PR #6524, opened 2026-08-20
fix(#6495): compacted vector graph must reuse under its new name, not just avoid leaking

lvca:
## What

Builds on #6504 (thank you @tae898 for the diagnosis and the first fix - both commits from that PR are included here unmodified) to close the remaining gap it deliberately scoped out.

#6504 fixed `getOrCreateGraphFile()` deriving the graph file's path from the already-suffixed `mutable.getFilePath()` instead of the bare index path, which made every lazily-created graph file undiscoverable and caused unbounded growth on every reopen after a `COMPACT INDEX`. That fix is necessary and correct on its own.

It also left one gap on purpose, noted in its own description: `rewriteDataFileWithLiveEntries()` renames the index during compaction, but the in-memory `graphFile` reference still points at the file registered under the pre-compaction name. `getOrCreateGraphFile()` only derives a fresh path when `graphFile` is `null`, so the graph rebuilt by the same compaction gets persisted right back into that same now-unreachable file - correct content, unreachable name. Net effect even with #6504 applied: one orphaned `.vecgraph` file per compaction, and one avoidable full rebuild on the very next open.

## Fix

Right before the post-compaction rebuild persists its graph, drop the stale `graphFile` reference (only when compaction actually renamed the index - `locationIndexAlreadyPublished`) so `getOrCreateGraphFile()` registers a fresh file under the CURRENT name. This mirrors exactly how compaction already replaces the mutable/compacted components: a new file registered under the new identity, the old one dropped outside any lock once its replacement exists (`dropReplacedComponent`). If persistence itself fails, the stale reference is restored instead of losing the graph outright.

No change to the sensitive critical section that keeps the rename and the schema re-keying adjacent (the `indexName = ...` / `indexRenamed(...)` pair) - this only touches the persist step later in the same method, gated on the boolean that section already produces.

## Test

Extended `CompactIndexKeepsGraphReusableTest` (from #6504) to assert the fully closed loop instead of just the bounded-damage version:
- exactly one `.vecgraph` file survives immediately after `COMPACT INDEX` (no orphan)
- `graphRebuildCount == 0` on every reopen, including the first one (previously only opens 2+ were checked)

Verified by reverting each fix independently: reverting #6504's path fix reproduces its original failure; reverting this PR's addition on top of #6504's fix reproduces `graphRebuildCount == 1` on the first reopen and 2 `.vecgraph` files on disk instead of 1.

Full `com.arcadedb.index.vector` suite: 342 tests, 0 failures.

## Test plan

- [x] `mvn -o -pl engine -am compile`
- [x] `CompactIndexKeepsGraphReusableTest` passes
- [x] Full `com.arcadedb.index.vector` package: 342/342 passing

### DIFF
--- a/engine/src/main/java/com/arcadedb/index/vector/LSMVectorIndex.java
+++ b/engine/src/main/java/com/arcadedb/index/vector/LSMVectorIndex.java
@@ -2593,9 +2593,12 @@ public class LSMVectorIndex implements Index, IndexInternal {
       // rebuild issue #6495's fix otherwise still leaves behind. Dropping the reference here, immediately
       // before it is read, makes the persist step below register a fresh file under the CURRENT name instead,
       // so the very next open finds it - zero rebuilds, zero orphans - exactly like the mutable/compacted
-      // components a compaction replaces just above: the stale file is torn down only once its replacement
-      // (gf) actually exists, and outside any lock, because a reader that already captured it must be able to
-      // finish (see dropReplacedComponent()).
+      // components a compaction replaces just above. Unlike those two, the stale file is NOT torn down here:
+      // it stays the only usable persisted graph until the replacement is CERTIFIED (graphCertified, set once
+      // writeGraphManifest() has vouched for committed pages), not merely once getOrCreateGraphFile() hands
+      // back an empty file object. A write or commit failure in between restores this reference instead (see
+      // the catch block below and the graphCertified check further down), so a failed persist still leaves
+      // something usable on disk rather than nothing.
       final LSMVectorIndexGraphFile staleGraphFileFromCompaction = locationIndexAlreadyPublished ? graphFile : null;
       if (staleGraphFileFromCompaction != null)
         graphFile = null;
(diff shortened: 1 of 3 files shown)


lvca:
Good catch, thank you - confirmed and fixed in 935f6ed92.

Verified the failure mode directly: reverted just the ordering (drop-on-replacement-existing instead of drop-on-certified) and added a test injecting a failure at the same point `Issue6503GraphPersistOutOfMemoryTest` does (right after `writeGraph()`, before commit), but through the `compactDataFile=true` path. Against the old ordering it fails exactly as predicted - `hasPersistedGraph()` is `false`, i.e. the graph is actually gone, not just stale-named.

Changes:
- The stale pre-compaction file is now dropped only after `graphCertified = true` (i.e. after `writeGraphManifest()` has vouched for committed pages), not as soon as `getOrCreateGraphFile()` hands back an empty object.
- On a failed/uncertified persist, the stale reference is restored as the active `graphFile` **and** the now-abandoned, uncertified replacement is dropped in turn - so a failed compaction-triggered rebuild leaves the index exactly where it was before the attempt (one usable, staler-named graph), rather than either losing the graph outright or leaking the broken replacement alongside the restored one.
- Added `CompactIndexGraphPersistFailureTest` covering exactly this.

Also noted the `graphFile` field visibility point - agreed it's a pre-existing pattern (the field was already read/written unlocked outside `getOrCreateGraphFile()`'s original call site) rather than something this PR introduces, and the two additional unguarded writes here follow the same lifetime/ownership rules (single-threaded within `graphBuildLock`, only ever read cross-thread under `lock.writeLock()` in the paths that matter for correctness). Left as-is rather than widening the change's scope, but flagging it's a fair thing to revisit separately if the maintainer wants a broader look at that field's synchronization.

Full `com.arcadedb.index.vector` suite: 378 tests, 0 failures.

= = = = = = =

§ **What you will do**
Each line above with the word "hands" must be returned.

§ **Answer to the exercise**
+      // writeGraphManifest() has vouched for committed pages), not merely once getOrCreateGraphFile() hands
- The stale pre-compaction file is now dropped only after `graphCertified = true` (i.e. after `writeGraphManifest()` has vouched for committed pages), not as soon as `getOrCreateGraphFile()` hands back an empty object.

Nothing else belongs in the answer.